Weyhe Dirk, Belyaev Orlin, Buettner Goetz, Mros Kirsten, Mueller Christophe, Meurer Kirsten, Papapostolou Georgios, Uhl Waldemar
Department of Surgery, St Josef Hospital, Ruhr University, Bochum, Germany.
ANZ J Surg. 2008 Jan-Feb;78(1-2):55-60. doi: 10.1111/j.1445-2197.2007.04362.x.
Material amount and pore size have been recently discussed as probable important determinants of biocompatibility of mesh implants used in hernia repair. This study aimed to find out whether other constructional parameters affect the extent of early foreign body reaction in vitro.
An NRK-49F (mixed culture of normal rat kidney cells) fibroblast culture was incubated in the presence of a 'light' microporous mesh (35 g/m(2), 0.25 mm thick), a 'heavy' polypropylene knitted mesh (95 g/m(2), 0.55 mm thick) and a polypropylene/polyglactin composite mesh (35 g/m(2), 0.5 mm thick). A mesh-free cell suspension was used as a control group. Fibroblasts' proliferation, invasion and apoptosis rates were measured by commercially available quantification tests. Levels of tumour necrosis factor-alpha, transforming growth factor-beta1, interleukin (IL)-1 beta, IL-6 and IL-10 secreted by the fibroblasts in the supernatant were dynamically measured in a time kinetics of 6-96 h.
Invasion potential as well as proliferation and apoptosis rates of fibroblasts were enhanced by all meshes. The composite mesh stimulated the cell turnover with correspondingly increased levels of IL-6 and suppressed levels of transforming growth factor-beta1 significantly more than the two pure polypropylene meshes and the control group.
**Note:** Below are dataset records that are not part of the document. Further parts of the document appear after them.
PR #492, opened 2016-03-14
do git merge --squash

glensc:
so, i propose that you do `git merge --squash` when merging pull-requests

then you get:
a) 1 commit in your `master` branch
b) the detailed commits can be still be viewed from pull request

downsides that i see:
 * committer may go wrong, but the author should be still reporter
 * can't use github webui to do merges, need to click `cli commands` near merge button

### DIFF
--- a/README.md
+++ b/README.md
@@ -119,7 +119,7 @@ If you use a setup, where one of the supported services is on a custom domain yo
 ## Contributing
 Want to contribute? Great! Just fork the project, make your changes and open a [Pull Request][99]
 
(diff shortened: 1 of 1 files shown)


IndrekV:
Yes, squashing is a good idea. Thank you for this contribution.

glensc:
please realize that you have to do the squash-merge, not the contributor :)

IndrekV:
I've decided to revert this change as the squashing should be more of a guideline than a strict rule. If the commit messages make sense and are logical there is no big benefit in squashing things together. New integration pull requests can mostly be squashed.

Early biological response of fibroblasts as a major component of foreign body reaction was most affected by the filament construction of the mesh combining polypropylene with multifilament, partially absorbable polyglactin fibres. Material reduction did not weaken foreign body reaction. Confirming previous findings from animal experiments and clinical observations, the described in vitro model seems to be an appropriate primary tool for studying the biological tolerance towards meshes.
材料数量和孔径最近被讨论为疝修补术中使用的网片植入物生物相容性的可能重要决定因素。本研究旨在确定其他结构参数是否会影响体外早期异物反应的程度。
将NRK - 49F(正常大鼠肾细胞混合培养物)成纤维细胞培养物与“轻质”微孔网片(35 g/m²,0.25 mm厚)、“重质”聚丙烯编织网片(95 g/m²,0.55 mm厚)和聚丙烯/聚乙交酯复合网片(35 g/m²,0.5 mm厚)一起孵育。无网片的细胞悬液用作对照组。通过市售的定量测试测量成纤维细胞的增殖、侵袭和凋亡率。动态测量上清液中由成纤维细胞分泌的肿瘤坏死因子-α、转化生长因子-β1、白细胞介素(IL)-1β、IL - 6和IL - 10在6 - 96小时时间动力学中的水平。
所有网片均增强了成纤维细胞的侵袭潜力以及增殖和凋亡率。与两种纯聚丙烯网片和对照组相比,复合网片对细胞更新的刺激作用相应地使IL - 6水平升高,并且显著抑制了转化生长因子-β1的水平。
作为异物反应主要成分的成纤维细胞的早期生物学反应受聚丙烯与复丝、部分可吸收的聚乙交酯纤维结合的网片的细丝结构影响最大。材料减少并未减弱异物反应。证实了先前动物实验和临床观察的结果,所述体外模型似乎是研究对网片生物耐受性的合适的初步工具。